##### Material shown #####
PR #467, opened 2021-07-27
Power user dir

houdini91:
Hi guys.
My first contribution here, sorry if i am missing something.

Add support of using directory type sources on the **power-user** command.

**Following support have been addressed**
- Digest, contents and secret catalogers require `read` permissions, encountering  a permission error fails the catalogers.
    **Fix**: Log the error (debug) instead of failing, skip ahead.
- Digest and metadata cataloger will fail saying all files sent do not exists in resolver  - cataloger fails.
    **Reason**: `directoryResolver.AllLocations`, `directoryResolver.FilesByGlob` returns locations that is not connected to the directory resolver file references.
    **PR**: Return locations that are connected to directory resolver file references.
    
**Test**
- Added cli test `test/cli/power_user_cmd_test.go`, `default-dir-results-w-pkg-coverage` using the `dir:test-fixtures/image-pkg-coverage` source.
 - Added cli test `test/cli/power_user_cmd_test.go`, `defaut-secrets-dir-results-w-reveal-values` using the `dir:test-fixtures/image-secrets` source.
- Unit test - location assertion changed from structural compare to string compare on the location real path field.
 (`TestDirectoryResolverDoesNotIgnoreRelativeSystemPaths`, `TestClassifierCataloger_DefaultClassifiers_PositiveCases`)

**Open issue**
- Should directory resolver locations include the relative path in the virtual path fields and use the reference path for the real path field?

Hope minor patch helps.
Ps love your work.

### DIFF
--- a/internal/err_helper.go
+++ b/internal/err_helper.go
@@ -30,9 +30,9 @@ func IsErrPath(err error) bool {
 }
 
 func IsErrPathPermission(err error) bool {
-	path_err, ok := err.(ErrPath)
+	pathErr, ok := err.(ErrPath)
 	if ok {
-		return os.IsPermission(path_err.Err)
+		return os.IsPermission(pathErr.Err)
 	}
 	return ok
 }
--- a/internal/err_helper.go
+++ b/internal/err_helper.go
@@ -1,7 +1,9 @@
 package internal
 
 import (
+	"fmt"
 	"io"
+	"os"
 
 	"github.com/anchore/syft/internal/log"
 )
@@ -11,4 +13,26 @@ func CloseAndLogError(closer io.Closer, location string) {
 	if err := closer.Close(); err != nil {
 		log.Warnf("unable to close file for location=%q: %+v", location, err)
 	}
+}
+
+type ErrObserve struct {
+	Path string
+	Err  error
+}
+
+func (e ErrObserve) Error() string {
+	return fmt.Sprintf("unable to observe contents of %+v: %v", e.Path, e.Err)
+}
+
+func IsErrObserve(err error) bool {
+	_, ok := err.(ErrObserve)
+	return ok
+}
+
+func IsErrObservePermission(err error) bool {
+	observe_err, ok := err.(ErrObserve)
+	if ok {
+		return os.IsPermission(observe_err.Err)
+	}
+	return ok
 }
--- a/internal/err_helper.go
+++ b/internal/err_helper.go
@@ -15,24 +15,24 @@ func CloseAndLogError(closer io.Closer, location string) {
 	}
 }
 
-type ErrObserve struct {
+type ErrPath struct {
 	Path string
 	Err  error
 }
 
-func (e ErrObserve) Error() string {
+func (e ErrPath) Error() string {
 	return fmt.Sprintf("unable to observe contents of %+v: %v", e.Path, e.Err)
 }
 
-func IsErrObserve(err error) bool {
-	_, ok := err.(ErrObserve)
+func IsErrPath(err error) bool {
+	_, ok := err.(ErrPath)
 	return ok
 }
 
-func IsErrObservePermission(err error) bool {
-	observe_err, ok := err.(ErrObserve)
+func IsErrPathPermission(err error) bool {
+	path_err, ok := err.(ErrPath)
 	if ok {
-		return os.IsPermission(observe_err.Err)
+		return os.IsPermission(path_err.Err)
 	}
 	return ok
 }
--- a/syft/source/directory_resolver.go
+++ b/syft/source/directory_resolver.go
@@ -41,17 +41,10 @@ type directoryResolver struct {
 	errPaths      map[string]error
 }
 
-func newDirectoryResolver(fileTree *filetree.FileTree, root string, pathFilters ...pathFilterFn) (*directoryResolver, error) {
+func newDirectoryResolver(root string, pathFilters ...pathFilterFn) (*directoryResolver, error) {
 	cwd, err := os.Getwd()
 	if err != nil {
 		return nil, fmt.Errorf("could not create directory resolver: %w", err)
-	}
-
-	var resolverFileTree *filetree.FileTree
-	if fileTree == nil {
-		resolverFileTree = filetree.NewFileTree()
-	} else {
-		resolverFileTree = fileTree
 	}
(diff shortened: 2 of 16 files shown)


houdini91:
**Update**: Added support for `Filetree` sharing between directory resolver - this feature is needed so that catalogers running concurrently can work on the same references.

**Following issues are targeted**
* Share `Filetree` between resolver via `source` struct. 
* Thread save directory resolver indexing - Adding a lock around the indexing logic
* Share indexed file information - copied shared tree references before indexing.
* Fix file metadata GID,UID sample (Linux based only).

**Test**
* Added shared directory unit test - `TestDirectoryResolver_SharedTreeMultipleFilesByPath`

wagoodman:
@houdini91 very nice addition!

I see the performance reason for introducing the shared trees between `directoryResolver` instances, and it's a good one. However, I think there is an opportunity to simplify that approach while still keeping the same performance. Instead of creating multiple instances of the `directoryResolver` and injecting a shared file tree as a dependency, it could be simpler to memoize the `Source. FileResolver()` method such that only one `directoryResolver` instance is created and cached for future calls. Additional benefit is that the `FileTree` remains an internal concern of the `directoryResolver` and there would no longer be a need to keep a mutex on `Source`.

What do you think about this as an alternative approach to the shared filetree?

syft/source/directory_resolver.go
```diff
@@ -276,15 +306,22 @@ func (r *directoryResolver) AllLocations() <-chan Location {
 func (r *directoryResolver) FileMetadataByLocation(location Location) (FileMetadata, error) {
 	info, exists := r.infos[location.ref.ID()]
 	if !exists {
-		return FileMetadata{}, fmt.Errorf("location: %+v : %w", location, os.ErrExist)
+		return FileMetadata{}, fmt.Errorf("location: %+v : %w", location, os.ErrNotExist)
+	}
+
+	uid := -1
+	gid := -1
+	if stat, ok := info.Sys().(*syscall.Stat_t); ok {
```
wagoodman, line 314: good call 👍

internal/err_helper.go
```diff
@@ -12,3 +14,25 @@ func CloseAndLogError(closer io.Closer, location string) {
 		log.Warnf("unable to close file for location=%q: %+v", location, err)
 	}
 }
+
+type ErrObserve struct {
```
wagoodman, line 18: nit: I feel that there may be a more descriptive name for this error. Maybe `ErrPath`?

houdini91: Done

syft/source/directory_resolver.go
houdini91: @wagoodman  I totally agree, sharing a _directoryResolver_ is probably simpler than sharing a _FileTree_ pointer.
Originally thought about sharing the _directoryResolver_ pointer but i was not sure how it will effect parts i have not yet explored.

Can you please clarify a bit on the _Mutex_ comment? 
It seems to me that even if _source.FileResolver()_ creates only one directoryResolver (Stores pointer in struct) the initialization process still can create a race (Two threads initialization the first directoryResolver)
Eg:
```
// Called by catalogers child threads concurrently 
func (s Source) FileResolver(scope Scope) (FileResolver, error) {
	switch s.Metadata.Scheme {
	case DirectoryScheme:
                if s.dirResolver == nil {
                          // Not thread safe
		          resolver, err := newDirectoryResolver(s.Tree, s.Metadata.Path)
                          if err == nil {
                                 s.dirResolver = resolver
                          }
                }
                return s.dirResolver, err
...
...
```
* Maybe we can initialize the directory resolver in the source _New()_ constructor function? (Called by main thread)?
* Maybe leave the Mutex and only replace the FileTree pointer with a directoryResolver pointer?

houdini91:
@wagoodman  I totally agree, sharing a _directoryResolver_ is probably simpler than sharing a _FileTree_ pointer.
Originally thought about sharing the _directoryResolver_ pointer but i was not sure how it will effect parts i have not yet explored.

Can you please clarify a bit on the _Mutex_ comment? 
It seems to me that even if _source.FileResolver()_ creates only one directoryResolver (Stores pointer in struct) the initialization process still can create a race (Two threads initialization the first directoryResolver)
Eg:
```
// Called by catalogers child threads concurrently 
func (s Source) FileResolver(scope Scope) (FileResolver, error) {
	switch s.Metadata.Scheme {
	case DirectoryScheme:
                if s.dirResolver == nil {
                          // Not thread safe
		          resolver, err := newDirectoryResolver(s.Tree, s.Metadata.Path)
                          if err == nil {
                                 s.dirResolver = resolver
                          }
                }
                return s.dirResolver, err
...
...
```
* Maybe we can initialize the directory resolver in the source _New()_ constructor function? (Called by main thread)?
* Maybe leave the Mutex and only replace the FileTree pointer with a directoryResolver pointer?

wagoodman:
> Maybe we can initialize the directory resolver in the source New() constructor function? (Called by main thread)?

This wouldn't be ideal since any `FileResolver ` calls may be passed different scopes. I realize that for the case of the directory resolve this doesn't technically matter (since a directory resolver is like having an image with a single layer, so different scope options have no effect), but doing resolver initialization in two places where it could be focused to one is where the concern is.

> Maybe leave the Mutex and only replace the FileTree pointer with a directoryResolver pointer?

You're right, I overlooked this --the mutex for the resolver technically should already be there today. Let's leave the mutex 👍

houdini91:
@wagoodman 

> it could be simpler to memoize the `Source. FileResolver()` method such that only one `directoryResolver` instance
Updated code to reflect change. 

* One issue i had was that the _source struct_ was not passed around by value causing any pointer initialization not be reflected outside of the instance scope.
I have updated code to use a pointer of the _source struct_ instead.

wagoodman:
@houdini91 this looks good, thanks for the updates! Only one last change to get past validations: https://github.com/anchore/syft/pull/467/checks?check_run_id=3508971289 a linter failure for a variable name. Once passing we'll merge this in.

houdini91:
@wagoodman Fixed lint error,
 your welcome It was my pleasure.

luhring (approved):
Thanks for this! Approving per [review](https://github.com/anchore/syft/pull/467#issuecomment-912745156) by @wagoodman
#####
**What to work on**
Look back at the data above. Transcribe exactly the lines starting at the line that contains "very nice addition!" and ending at the line that contains "What do you".

**Exercise solution**
@houdini91 very nice addition!

I see the performance reason for introducing the shared trees between `directoryResolver` instances, and it's a good one. However, I think there is an opportunity to simplify that approach while still keeping the same performance. Instead of creating multiple instances of the `directoryResolver` and injecting a shared file tree as a dependency, it could be simpler to memoize the `Source. FileResolver()` method such that only one `directoryResolver` instance is created and cached for future calls. Additional benefit is that the `FileTree` remains an internal concern of the `directoryResolver` and there would no longer be a need to keep a mutex on `Source`.

What do you think about this as an alternative approach to the shared filetree?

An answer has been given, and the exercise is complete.